Return all lines from the listing below in which "every" appears.

(Data to examine Opens)

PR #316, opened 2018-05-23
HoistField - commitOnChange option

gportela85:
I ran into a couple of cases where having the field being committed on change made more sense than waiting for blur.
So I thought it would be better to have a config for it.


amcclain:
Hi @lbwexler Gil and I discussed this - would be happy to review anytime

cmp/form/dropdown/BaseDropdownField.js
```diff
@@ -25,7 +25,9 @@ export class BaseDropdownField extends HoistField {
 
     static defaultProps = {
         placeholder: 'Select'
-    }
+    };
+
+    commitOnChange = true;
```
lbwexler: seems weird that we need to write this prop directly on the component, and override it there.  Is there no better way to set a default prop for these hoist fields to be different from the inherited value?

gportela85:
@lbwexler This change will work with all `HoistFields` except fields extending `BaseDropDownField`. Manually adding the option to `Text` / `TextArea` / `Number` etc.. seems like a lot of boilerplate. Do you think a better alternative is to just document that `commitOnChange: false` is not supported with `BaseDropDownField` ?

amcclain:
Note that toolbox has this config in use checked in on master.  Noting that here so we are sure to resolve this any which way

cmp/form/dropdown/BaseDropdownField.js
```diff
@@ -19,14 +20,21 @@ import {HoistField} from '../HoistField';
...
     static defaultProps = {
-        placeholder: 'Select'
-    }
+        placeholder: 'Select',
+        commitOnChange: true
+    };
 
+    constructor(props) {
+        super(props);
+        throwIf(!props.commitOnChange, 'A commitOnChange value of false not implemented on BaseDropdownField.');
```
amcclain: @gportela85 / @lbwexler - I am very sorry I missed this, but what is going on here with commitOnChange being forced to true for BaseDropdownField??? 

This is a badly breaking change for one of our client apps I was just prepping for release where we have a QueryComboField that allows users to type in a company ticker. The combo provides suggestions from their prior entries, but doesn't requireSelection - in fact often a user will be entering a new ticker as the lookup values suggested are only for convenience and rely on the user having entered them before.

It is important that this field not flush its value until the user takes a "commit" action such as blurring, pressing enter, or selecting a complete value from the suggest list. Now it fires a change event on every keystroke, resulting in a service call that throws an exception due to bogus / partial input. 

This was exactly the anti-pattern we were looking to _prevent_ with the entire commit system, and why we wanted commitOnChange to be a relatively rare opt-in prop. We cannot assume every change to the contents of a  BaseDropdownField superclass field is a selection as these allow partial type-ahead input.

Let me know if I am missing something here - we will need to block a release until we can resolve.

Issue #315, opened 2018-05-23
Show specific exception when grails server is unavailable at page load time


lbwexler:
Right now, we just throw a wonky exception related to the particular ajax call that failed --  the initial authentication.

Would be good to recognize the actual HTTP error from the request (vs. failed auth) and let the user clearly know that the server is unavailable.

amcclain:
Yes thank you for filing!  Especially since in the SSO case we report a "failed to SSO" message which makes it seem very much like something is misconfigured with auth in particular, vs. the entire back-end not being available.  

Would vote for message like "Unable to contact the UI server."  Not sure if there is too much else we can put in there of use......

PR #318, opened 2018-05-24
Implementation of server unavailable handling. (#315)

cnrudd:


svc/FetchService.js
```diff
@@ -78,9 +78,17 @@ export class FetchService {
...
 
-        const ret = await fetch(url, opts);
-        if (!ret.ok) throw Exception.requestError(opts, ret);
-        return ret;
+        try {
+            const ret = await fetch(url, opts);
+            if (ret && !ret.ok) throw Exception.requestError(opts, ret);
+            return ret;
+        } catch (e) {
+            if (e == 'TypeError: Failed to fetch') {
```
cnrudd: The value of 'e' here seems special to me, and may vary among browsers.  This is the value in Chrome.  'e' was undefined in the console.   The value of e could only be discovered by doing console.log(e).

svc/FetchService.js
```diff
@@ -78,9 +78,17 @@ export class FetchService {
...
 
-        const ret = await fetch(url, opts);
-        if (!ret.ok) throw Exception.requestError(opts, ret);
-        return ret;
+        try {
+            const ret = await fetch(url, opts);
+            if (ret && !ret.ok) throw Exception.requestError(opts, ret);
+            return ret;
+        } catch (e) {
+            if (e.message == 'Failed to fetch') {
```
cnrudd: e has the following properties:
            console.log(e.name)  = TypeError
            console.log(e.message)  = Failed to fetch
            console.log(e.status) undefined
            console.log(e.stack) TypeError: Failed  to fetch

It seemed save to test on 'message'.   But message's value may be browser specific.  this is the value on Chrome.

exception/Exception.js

(Data to examine Closes)

== Solution to this problem ==
It is important that this field not flush its value until the user takes a "commit" action such as blurring, pressing enter, or selecting a complete value from the suggest list. Now it fires a change event on every keystroke, resulting in a service call that throws an exception due to bogus / partial input. 
This was exactly the anti-pattern we were looking to _prevent_ with the entire commit system, and why we wanted commitOnChange to be a relatively rare opt-in prop. We cannot assume every change to the contents of a  BaseDropdownField superclass field is a selection as these allow partial type-ahead input.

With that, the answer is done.